At $x = 1, y = 2$: $\dfrac{16}{3} \times 1 \times 8 = \dfrac{128}{3} \approx \mathbf{42.7}$.

1.6 — $\dfrac{8 p^5 q^2 \cdot p}{(2 p^3 q)^2}$

Power (bottom): $(2 p^3 q)^2 = 4 p^6 q^2$. Product (top): $8 p^5 q^2 \cdot p = 8 p^6 q^2$. Quotient: $\dfrac{8 p^6 q^2}{4 p^6 q^2} = 2 \cdot p^0 \cdot q^0 = \mathbf{2}$.
The $p^6$ on top and bottom cancel (giving $p^0 = 1$) and the $q^2$ on top and bottom cancel (giving $q^0 = 1$), so only the coefficient ratio $\tfrac{8}{4} = 2$ remains.

2 — Find the mistake

(a) The mistake is on Line 3.
(b) The student wrote $x^0 = 0$, but the zero index rule says $x^0 = 1$ for any non-zero $x$, NOT zero.
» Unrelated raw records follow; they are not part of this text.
PR #780, opened 2022-09-28
Add analysisId as key to kafka messages

joneubank:
When sending messages to a kafka topic with multiple partitions, we want to ensure that messages for each analysis end up in the same partition. This ensures that the consuming service can process them in chronological order. To accomplish this, we add the analysisId as the key to the kafka message.

To illustrate this scenario, imagine the `song_analysis` topic has 2 partitions to support 2 instances of **Maestro**. Now, a user creates a new analysis in **Song** which generates a kafka message with the `analysisState` = `UNPUBLISHED`. Then the user publishes that analysis, generating a kafka message with the `analysisState` = `PUBLISHED`. If those two messages end up in different partitions, it is possible that the `PUBLISHED` event is processed in advance of the `UNPUBLISHED` event, causing the analysis to be removed from the **Elasticsearch** index. If both messages are guaranteed to be placed in the same partition, then they will be consumed by the same instance of **Maestro**, processed in order, and this race condition won't occur.

### DIFF
--- a/song-server/src/main/java/bio/overture/song/server/service/analysis/AnalysisServiceSender.java
+++ b/song-server/src/main/java/bio/overture/song/server/service/analysis/AnalysisServiceSender.java
@@ -1,12 +1,7 @@
 package bio.overture.song.server.service.analysis;
 
-import static bio.overture.song.core.model.enums.AnalysisActions.CREATE;
-import static bio.overture.song.core.model.enums.AnalysisActions.PUBLISH;
-import static bio.overture.song.core.model.enums.AnalysisActions.SUPPRESS;
-import static bio.overture.song.core.model.enums.AnalysisActions.UNPUBLISH;
-import static bio.overture.song.core.model.enums.AnalysisStates.PUBLISHED;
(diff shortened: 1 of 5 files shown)


song-server/src/main/java/bio/overture/song/server/service/analysis/AnalysisServiceSender.java
```diff
@@ -174,6 +169,6 @@ public Analysis securedDeepRead(@NonNull String studyId, String id) {
   private void sendAnalysisMessage(
       Analysis analysis, AnalysisStates analysisState, AnalysisActions action) {
     val message = createAnalysisMessage(action, analysis, songServerId);
-    sender.send(toJson(message));
+    sender.send(toJson(message), message.getAnalysisId());
```
joneubank, line 172: Only place in the code base where kafka messages are sent. We specify the key to be the AnalysisID from the message.

lrivera-oicr: looks good to me 👍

The coefficient stays as $4$, and $4 \times 1 = 4$.
(c) Corrected working:
$(2 x^2)^3 = 8 x^6$
Numerator $= 8 x^6 \cdot 5 x = 40 x^7$
$\dfrac{40 x^7}{10 x^7} = 4 x^0 = 4 \times 1 = \mathbf{4}$.

3 — Open-ended challenge (sample solution)
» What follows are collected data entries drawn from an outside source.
PR #786, opened 2022-10-17
deep read analysis

lrivera-oicr:
Fetch the Analysis with all Files, Samples and info on PUT and PATCH analysis operations, this is required as Maestro needs to index the complete analysis object.


song-server/src/main/java/bio/overture/song/server/service/analysis/AnalysisServiceImpl.java
```diff
@@ -156,8 +156,8 @@ public Analysis updateAnalysis(
     // Validate the updateAnalysisRequest against the scheme
     validateUpdateRequest(updateAnalysisRequest, newAnalysisSchema);
 
-    // Now that the request is validated, fetch the old analysis
-    val analysis = get(analysisId, true, true, true);
+    // Now that the request is validated, is safe to fetch the old analysis with all files, samples and info
```
caravinci, line 159:
```suggestion
    // Now that the request is validated, it's safe to fetch the old analysis with all files, samples and info
```

joneubank (approved):

PR #788, opened 2022-11-17
release 5.0.3

UmmulkiramR:
Changed the version number for the release.


joneubank (changes requested):
Need to update the version in all project POMs, not just the root. You can see the others that need updates in the file diff.

joneubank (approved):

PR #797, opened 2023-03-02
Fix song docker demo

leoraba:
- Fix broken Unit tests by JSON parsing.
- Use a multiplatform JDK build image on Dockerfile
- Adding missing environment variables used by docker composer


caravinci (approved):
LGTM 👍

For the answer to be $1$ we need the coefficient ratio to be $1$ AND every variable's index to cancel completely.

Expression 1 (single variable): $\dfrac{(2 x^2)^2 \cdot x}{4 x^5}$.
Power: $(2 x^2)^2 = 4 x^4$. Product: $4 x^4 \cdot x = 4 x^5$. Quotient: $\dfrac{4 x^5}{4 x^5} = 1 \cdot x^0 = \mathbf{1}$ ✓.

Expression 2 (two variables — bonus): $\dfrac{(3 x y)^2 \cdot 2 x y^3}{18 x^3 y^5}$.
Power: $(3 x y)^2 = 9 x^2 y^2$. Product: $9 x^2 y^2 \cdot 2 x y^3 = 18 x^3 y^5$. Quotient: $\dfrac{18 x^3 y^5}{18 x^3 y^5} = 1 \cdot x^0 \cdot y^0 = \mathbf{1}$ ✓.

Other valid expressions: Any quotient where the simplified numerator equals the denominator. Examples: $\dfrac{(2x)^3}{8 x^3}$, $\dfrac{(5 a^2)^2}{25 a^4}$, $\dfrac{(2 m n)^2 \cdot m}{4 m^3 n^2}$.

Marking: 2 marks per valid expression (1 for the expression, 1 for the four-step working). Up to 4 in total. Bonus only awarded if at least one expression has two different variables.